AG Fürth (Bayern) (Urteil vom 27.10.1998; Aktenzeichen 230 F 272/98)

 

Tenor

I. Auf die Beschwerde des Antragsgegners wird die Nr. II des Endurteils des Amtsgerichts – Familiengericht – Fürth vom 27.10.1998 abgeändert:

  1. Die elterliche Sorge für das Kind I., geb. am 02.05.1993, wird mit Ausnahme des Aufenthaltsbestimmungsrechts den Eltern gemeinsam belassen.
  2. Das Aufenthaltsbestimmungsrecht für das Kind I. wird der Mutter übertragen.

II. Die Kosten des Beschwerdeverfahrens werden gegeneinander aufgehoben.

III. Der Geschäftswert des Beschwerdeverfahrens wird auf 1.500,– DM festgesetzt.

 

Tatbestand

I.

Durch Endurteil des Amtsgerichts – Familiengericht – Fürth vom 27.10.1998 wurde die am 29.05.1992 geschlossene Ehe der Parteien geschieden. Der Scheidungsausspruch ist rechtskräftig. Aus der Ehe ging das Kind I., geb. am 02.05.1993, hervor.

Im Urteil vom 27.10.1998 wurde die elterliche Sorge für das Kind der Mutter übertragen.

Gegen die Übertragung der elterlichen Sorge auf die Mutter hat der Antragsgegner Beschwerde eingelegt mit dem Ziel, daß die elterliche Sorge den Eltern gemeinsam belassen wird. Mit einer Übertragung des Aufenthaltsbestimmungsrechts auf die Antragstellerin ist er einverstanden.

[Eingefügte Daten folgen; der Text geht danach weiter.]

PR #672, opened 2024-05-31
DEP: Drop support for adding jobs.json

### LINKED ISSUE #664: Stop support for reading jobs.json
The dumping of the ERT `jobs.json` content into the metadata was paused in #112 as it was large and spamming the metadata.
No clear use case for re-supporting this is seen, we should remove the class variable `ExportData.include_ertjobs` and relevant functionality from the `FmuProvider` to prevent us from turning it on in the future.

tnatt:
Closes #664

### DIFF
--- a/docs/example_surface.yml
+++ b/docs/example_surface.yml
@@ -57,17 +57,6 @@ fmu:
       - KVKH_US: 0.6
       - FAULT_SEAL_SCALING: 0.1
       - FWL_CENTRAL: 1677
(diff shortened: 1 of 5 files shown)


mferrera (approved):

jcrivenaes (approved):
OK. I would think, in case we see a need for storing ERT jobs in SUMO in the future, that the json file itself can be an Export candidate (like grid, surfaces, etc)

Wegen der Einzelheiten des beiderseitigen Parteivorbringens wird auf die im Beschwerderechtszug gewechselten Schriftsätze Bezug genommen.

 

Entscheidungsgründe

II.

Die Beschwerde ist zulässig und im wesentlichen begründet.

Nach § 1671 Abs. 1 BGB ist die elterliche Sorge für ein minderjähriges Kind nach Trennung der Eltern nur auf Antrag einem Elternteil zu übertragen. Nach Absatz 2 der genannten Bestimmung ist dem Antrag stattzugeben, „soweit 2. zu erwarten ist, daß die Aufhebung der gemeinsamen Sorge und die Übertragung auf den Antragsteller dem Wohl des Kindes am besten entspricht”. Aus der Formulierung des Gesetzes ist zu entnehmen, daß die gemeinsame elterliche Sorge auch nach Trennung der Eltern den Regelfall darstellt.

Aus den von der Antragstellerin vorgetragenen Gründen läßt sich nicht feststellen, daß die Übertragung der elterlichen Sorge für I. auf sie dem Wohl des Kindes „am besten” entspricht.

Soweit die Antragstellerin vorbringt, der Antragsgegner handle sich selbst gegenüber verantwortungslos, da er auch nach einem schweren Motorradunfall weiterhin Motorrad fuhr, bis es zu einem zweiten Unfall kam, ergibt sich daraus nicht, daß der Antragsgegner in gleicher Weise das Kind gefährdet.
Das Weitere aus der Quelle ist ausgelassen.